▸ Aim of the exercise
Please write out every line of the material exactly.
-- Source data follows --
PR #277, opened 2023-01-11
Update Apple Books iOS media overlay support

mattgarrish:
To verify the FXL alternatives I created in https://github.com/w3c/epub-tests/pull/274, I went through loading them in Apple Books on an iPad and have updated the report file with the results.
-- Source data concluded --
▸ Reply to the task
PR #277, opened 2023-01-11
Update Apple Books iOS media overlay support

mattgarrish:
To verify the FXL alternatives I created in https://github.com/w3c/epub-tests/pull/274, I went through loading them in Apple Books on an iPad and have updated the report file with the results.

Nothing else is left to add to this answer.